→ **DATA SECTION**:

• • • • •

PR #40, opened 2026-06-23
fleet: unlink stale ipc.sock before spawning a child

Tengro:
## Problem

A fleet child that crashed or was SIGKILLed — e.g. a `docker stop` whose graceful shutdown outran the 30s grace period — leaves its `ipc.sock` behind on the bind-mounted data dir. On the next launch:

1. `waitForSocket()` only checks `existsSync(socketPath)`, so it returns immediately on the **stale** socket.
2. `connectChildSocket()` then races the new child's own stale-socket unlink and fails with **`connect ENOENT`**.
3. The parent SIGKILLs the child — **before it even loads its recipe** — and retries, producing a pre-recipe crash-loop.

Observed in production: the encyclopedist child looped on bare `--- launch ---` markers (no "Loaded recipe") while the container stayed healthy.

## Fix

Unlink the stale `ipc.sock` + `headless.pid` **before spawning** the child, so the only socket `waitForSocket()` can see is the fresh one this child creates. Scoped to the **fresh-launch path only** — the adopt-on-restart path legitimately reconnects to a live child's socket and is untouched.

• • • • •

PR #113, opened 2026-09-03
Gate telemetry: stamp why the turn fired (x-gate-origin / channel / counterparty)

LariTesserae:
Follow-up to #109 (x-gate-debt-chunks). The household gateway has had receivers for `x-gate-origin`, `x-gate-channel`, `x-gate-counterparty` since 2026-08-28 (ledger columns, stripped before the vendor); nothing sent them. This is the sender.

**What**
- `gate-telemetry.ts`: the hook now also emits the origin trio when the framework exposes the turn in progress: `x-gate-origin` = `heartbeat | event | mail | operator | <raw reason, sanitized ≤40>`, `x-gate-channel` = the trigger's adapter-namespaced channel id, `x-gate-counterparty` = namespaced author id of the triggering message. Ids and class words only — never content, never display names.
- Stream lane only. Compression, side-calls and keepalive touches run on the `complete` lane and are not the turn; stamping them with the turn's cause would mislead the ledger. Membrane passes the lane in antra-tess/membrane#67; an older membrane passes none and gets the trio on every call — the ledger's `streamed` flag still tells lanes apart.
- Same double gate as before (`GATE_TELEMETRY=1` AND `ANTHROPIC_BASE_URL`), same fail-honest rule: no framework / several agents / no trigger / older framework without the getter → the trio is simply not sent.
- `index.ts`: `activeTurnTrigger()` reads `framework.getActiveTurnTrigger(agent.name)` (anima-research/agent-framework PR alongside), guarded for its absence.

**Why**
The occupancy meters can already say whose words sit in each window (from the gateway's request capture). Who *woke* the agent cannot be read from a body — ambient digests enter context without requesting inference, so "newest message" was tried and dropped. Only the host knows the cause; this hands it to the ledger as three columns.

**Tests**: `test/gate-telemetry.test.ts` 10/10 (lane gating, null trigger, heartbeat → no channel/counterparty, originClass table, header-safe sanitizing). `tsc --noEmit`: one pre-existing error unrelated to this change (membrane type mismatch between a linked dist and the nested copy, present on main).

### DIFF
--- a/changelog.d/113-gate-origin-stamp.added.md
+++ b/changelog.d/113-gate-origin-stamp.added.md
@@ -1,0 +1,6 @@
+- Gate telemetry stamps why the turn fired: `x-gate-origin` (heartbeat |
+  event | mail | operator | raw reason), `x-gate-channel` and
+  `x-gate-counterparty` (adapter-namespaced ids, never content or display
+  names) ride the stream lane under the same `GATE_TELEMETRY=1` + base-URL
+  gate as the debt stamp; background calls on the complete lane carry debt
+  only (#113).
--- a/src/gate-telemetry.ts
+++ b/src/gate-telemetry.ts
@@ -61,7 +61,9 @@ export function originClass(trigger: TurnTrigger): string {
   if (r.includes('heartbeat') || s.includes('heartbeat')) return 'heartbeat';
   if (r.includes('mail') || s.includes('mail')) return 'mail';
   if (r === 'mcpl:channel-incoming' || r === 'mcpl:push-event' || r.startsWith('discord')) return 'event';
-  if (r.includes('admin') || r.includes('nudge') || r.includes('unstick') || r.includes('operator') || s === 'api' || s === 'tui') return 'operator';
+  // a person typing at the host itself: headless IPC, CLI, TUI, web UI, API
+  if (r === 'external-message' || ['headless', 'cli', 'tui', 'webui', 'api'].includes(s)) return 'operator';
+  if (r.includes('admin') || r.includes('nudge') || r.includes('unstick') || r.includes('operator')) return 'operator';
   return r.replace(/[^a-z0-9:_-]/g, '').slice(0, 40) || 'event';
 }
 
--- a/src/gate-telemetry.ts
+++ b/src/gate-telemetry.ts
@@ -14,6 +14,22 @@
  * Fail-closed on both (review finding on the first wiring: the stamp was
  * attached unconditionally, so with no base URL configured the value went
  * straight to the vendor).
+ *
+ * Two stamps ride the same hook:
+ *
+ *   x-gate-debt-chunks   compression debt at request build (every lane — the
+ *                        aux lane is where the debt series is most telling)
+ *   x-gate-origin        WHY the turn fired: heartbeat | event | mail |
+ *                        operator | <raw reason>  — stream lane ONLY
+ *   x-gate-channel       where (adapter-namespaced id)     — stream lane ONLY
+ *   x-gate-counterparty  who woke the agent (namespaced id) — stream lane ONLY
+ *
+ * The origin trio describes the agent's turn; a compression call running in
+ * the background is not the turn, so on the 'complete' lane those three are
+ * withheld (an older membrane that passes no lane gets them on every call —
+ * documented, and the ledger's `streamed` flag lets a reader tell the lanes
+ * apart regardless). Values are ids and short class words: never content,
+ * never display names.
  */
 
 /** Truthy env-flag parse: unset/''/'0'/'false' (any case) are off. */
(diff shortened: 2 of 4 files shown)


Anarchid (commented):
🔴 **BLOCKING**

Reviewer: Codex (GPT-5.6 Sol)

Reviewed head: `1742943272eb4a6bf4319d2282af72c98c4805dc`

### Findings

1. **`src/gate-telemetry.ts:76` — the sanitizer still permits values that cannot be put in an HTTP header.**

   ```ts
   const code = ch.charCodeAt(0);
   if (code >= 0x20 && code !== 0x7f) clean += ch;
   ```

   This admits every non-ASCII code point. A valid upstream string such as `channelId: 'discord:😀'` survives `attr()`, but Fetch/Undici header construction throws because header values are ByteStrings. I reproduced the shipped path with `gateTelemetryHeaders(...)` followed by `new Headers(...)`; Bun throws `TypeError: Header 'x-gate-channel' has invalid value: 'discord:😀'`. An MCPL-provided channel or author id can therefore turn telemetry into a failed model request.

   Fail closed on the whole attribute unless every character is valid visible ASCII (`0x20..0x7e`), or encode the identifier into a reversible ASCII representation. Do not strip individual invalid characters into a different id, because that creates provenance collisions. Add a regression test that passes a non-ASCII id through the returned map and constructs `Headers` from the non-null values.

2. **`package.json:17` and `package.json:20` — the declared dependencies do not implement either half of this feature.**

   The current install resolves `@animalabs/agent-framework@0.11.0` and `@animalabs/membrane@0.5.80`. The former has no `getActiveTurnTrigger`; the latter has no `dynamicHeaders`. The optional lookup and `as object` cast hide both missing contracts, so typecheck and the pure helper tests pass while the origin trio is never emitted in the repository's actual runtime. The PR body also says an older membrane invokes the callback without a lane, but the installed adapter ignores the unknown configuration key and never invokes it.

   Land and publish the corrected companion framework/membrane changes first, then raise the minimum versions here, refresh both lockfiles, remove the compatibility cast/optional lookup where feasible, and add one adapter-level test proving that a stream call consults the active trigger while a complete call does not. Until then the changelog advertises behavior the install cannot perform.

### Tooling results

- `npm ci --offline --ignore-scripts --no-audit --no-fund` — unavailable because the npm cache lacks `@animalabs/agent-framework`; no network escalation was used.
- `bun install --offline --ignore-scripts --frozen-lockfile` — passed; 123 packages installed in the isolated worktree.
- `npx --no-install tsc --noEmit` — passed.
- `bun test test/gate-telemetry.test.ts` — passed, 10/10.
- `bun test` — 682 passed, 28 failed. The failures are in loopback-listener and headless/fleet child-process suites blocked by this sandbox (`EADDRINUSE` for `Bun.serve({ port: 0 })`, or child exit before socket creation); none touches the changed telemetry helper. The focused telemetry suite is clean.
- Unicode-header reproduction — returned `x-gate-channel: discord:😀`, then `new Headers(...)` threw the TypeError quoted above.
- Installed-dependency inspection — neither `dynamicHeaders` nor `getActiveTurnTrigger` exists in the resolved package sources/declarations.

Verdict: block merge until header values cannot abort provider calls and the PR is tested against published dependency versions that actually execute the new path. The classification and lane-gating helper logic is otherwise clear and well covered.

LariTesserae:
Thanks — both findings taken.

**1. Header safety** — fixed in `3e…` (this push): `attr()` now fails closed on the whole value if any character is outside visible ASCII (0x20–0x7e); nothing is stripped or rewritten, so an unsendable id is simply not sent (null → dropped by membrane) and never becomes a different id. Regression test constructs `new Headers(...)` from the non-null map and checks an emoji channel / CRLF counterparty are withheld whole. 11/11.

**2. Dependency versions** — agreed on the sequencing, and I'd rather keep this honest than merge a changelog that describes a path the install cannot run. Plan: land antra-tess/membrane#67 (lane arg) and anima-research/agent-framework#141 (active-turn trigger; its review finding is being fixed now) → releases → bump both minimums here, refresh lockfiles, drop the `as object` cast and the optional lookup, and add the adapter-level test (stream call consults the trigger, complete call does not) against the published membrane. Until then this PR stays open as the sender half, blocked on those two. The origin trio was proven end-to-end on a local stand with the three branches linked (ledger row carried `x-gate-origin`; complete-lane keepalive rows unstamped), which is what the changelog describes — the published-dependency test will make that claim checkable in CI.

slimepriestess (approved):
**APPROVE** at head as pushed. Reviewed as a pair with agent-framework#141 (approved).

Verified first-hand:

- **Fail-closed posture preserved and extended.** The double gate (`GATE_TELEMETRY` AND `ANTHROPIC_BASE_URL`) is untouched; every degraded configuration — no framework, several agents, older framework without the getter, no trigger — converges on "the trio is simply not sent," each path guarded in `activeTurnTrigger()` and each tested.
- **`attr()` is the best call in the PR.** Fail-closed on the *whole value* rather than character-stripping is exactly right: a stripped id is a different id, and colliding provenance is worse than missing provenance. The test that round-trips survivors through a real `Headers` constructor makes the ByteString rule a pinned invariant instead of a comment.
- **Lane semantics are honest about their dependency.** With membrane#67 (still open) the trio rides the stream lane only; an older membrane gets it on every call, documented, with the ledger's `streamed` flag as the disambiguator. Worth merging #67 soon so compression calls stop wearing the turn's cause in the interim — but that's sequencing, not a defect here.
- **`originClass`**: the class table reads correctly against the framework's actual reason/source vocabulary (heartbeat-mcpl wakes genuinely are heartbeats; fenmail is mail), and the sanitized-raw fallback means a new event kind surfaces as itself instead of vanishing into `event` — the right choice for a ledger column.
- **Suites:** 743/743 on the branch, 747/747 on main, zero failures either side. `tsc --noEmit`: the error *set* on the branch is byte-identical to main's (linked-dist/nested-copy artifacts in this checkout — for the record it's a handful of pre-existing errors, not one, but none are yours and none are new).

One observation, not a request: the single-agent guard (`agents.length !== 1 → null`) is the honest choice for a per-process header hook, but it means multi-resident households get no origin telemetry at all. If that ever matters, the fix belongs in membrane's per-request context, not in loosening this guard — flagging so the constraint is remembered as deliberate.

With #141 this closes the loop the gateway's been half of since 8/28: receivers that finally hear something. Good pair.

• • • • •

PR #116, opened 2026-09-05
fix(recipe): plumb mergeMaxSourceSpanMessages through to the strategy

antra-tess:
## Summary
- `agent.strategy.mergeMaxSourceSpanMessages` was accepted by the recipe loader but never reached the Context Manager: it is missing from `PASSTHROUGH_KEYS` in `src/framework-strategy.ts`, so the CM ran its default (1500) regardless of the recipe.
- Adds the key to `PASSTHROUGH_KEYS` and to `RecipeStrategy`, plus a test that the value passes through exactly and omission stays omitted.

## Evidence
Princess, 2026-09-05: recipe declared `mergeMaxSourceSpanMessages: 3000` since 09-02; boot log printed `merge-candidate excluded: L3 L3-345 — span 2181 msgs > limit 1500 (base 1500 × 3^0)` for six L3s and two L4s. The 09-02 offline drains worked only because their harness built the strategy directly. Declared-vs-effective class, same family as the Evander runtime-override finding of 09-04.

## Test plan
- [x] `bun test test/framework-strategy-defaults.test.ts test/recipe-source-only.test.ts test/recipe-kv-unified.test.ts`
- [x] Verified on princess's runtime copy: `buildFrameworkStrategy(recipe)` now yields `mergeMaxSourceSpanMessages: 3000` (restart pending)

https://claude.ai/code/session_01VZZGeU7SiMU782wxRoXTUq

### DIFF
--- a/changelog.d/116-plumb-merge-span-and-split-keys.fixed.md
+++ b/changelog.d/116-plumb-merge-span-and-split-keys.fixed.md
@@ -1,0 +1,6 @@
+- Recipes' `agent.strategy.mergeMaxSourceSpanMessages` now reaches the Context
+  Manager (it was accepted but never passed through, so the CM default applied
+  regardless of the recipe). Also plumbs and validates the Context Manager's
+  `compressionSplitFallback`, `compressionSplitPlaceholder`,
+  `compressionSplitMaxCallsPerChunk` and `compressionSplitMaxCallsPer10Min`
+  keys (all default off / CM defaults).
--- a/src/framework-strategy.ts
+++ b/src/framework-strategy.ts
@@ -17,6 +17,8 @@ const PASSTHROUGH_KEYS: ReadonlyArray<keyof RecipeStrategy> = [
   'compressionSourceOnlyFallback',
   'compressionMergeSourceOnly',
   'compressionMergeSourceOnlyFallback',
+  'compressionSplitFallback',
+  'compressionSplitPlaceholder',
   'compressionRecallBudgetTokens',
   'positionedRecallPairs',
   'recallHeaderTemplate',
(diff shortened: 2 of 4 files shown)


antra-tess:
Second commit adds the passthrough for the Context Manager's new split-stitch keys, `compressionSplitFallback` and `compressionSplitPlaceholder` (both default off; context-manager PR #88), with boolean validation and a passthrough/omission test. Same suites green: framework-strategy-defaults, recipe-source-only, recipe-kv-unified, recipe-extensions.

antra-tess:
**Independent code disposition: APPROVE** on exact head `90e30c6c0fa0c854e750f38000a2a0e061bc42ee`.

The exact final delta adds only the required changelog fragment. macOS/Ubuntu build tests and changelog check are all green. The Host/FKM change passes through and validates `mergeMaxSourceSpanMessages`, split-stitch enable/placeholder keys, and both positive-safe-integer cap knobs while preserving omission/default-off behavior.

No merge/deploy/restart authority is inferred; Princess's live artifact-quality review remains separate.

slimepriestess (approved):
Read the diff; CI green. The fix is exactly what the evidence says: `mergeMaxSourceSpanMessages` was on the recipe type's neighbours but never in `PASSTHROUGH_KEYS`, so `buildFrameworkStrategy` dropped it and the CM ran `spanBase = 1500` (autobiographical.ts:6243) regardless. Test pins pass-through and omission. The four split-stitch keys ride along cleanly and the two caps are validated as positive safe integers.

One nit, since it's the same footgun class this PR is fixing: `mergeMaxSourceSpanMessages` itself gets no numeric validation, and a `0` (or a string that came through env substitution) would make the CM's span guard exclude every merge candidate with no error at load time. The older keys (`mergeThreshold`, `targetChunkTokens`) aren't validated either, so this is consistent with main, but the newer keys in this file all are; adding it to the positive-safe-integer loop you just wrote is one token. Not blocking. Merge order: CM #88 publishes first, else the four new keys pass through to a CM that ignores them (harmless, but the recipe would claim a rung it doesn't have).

• • • • •

→ **TASK REQUIREMENTS**: Every line in the data above that includes the word "passed" should be copied.

→ **ANSWER SECTION**:
- `bun install --offline --ignore-scripts --frozen-lockfile` — passed; 123 packages installed in the isolated worktree.
- `npx --no-install tsc --noEmit` — passed.
- `bun test test/gate-telemetry.test.ts` — passed, 10/10.
- `bun test` — 682 passed, 28 failed. The failures are in loopback-listener and headless/fleet child-process suites blocked by this sandbox (`EADDRINUSE` for `Bun.serve({ port: 0 })`, or child exit before socket creation); none touches the changed telemetry helper. The focused telemetry suite is clean.
+  Manager (it was accepted but never passed through, so the CM default applied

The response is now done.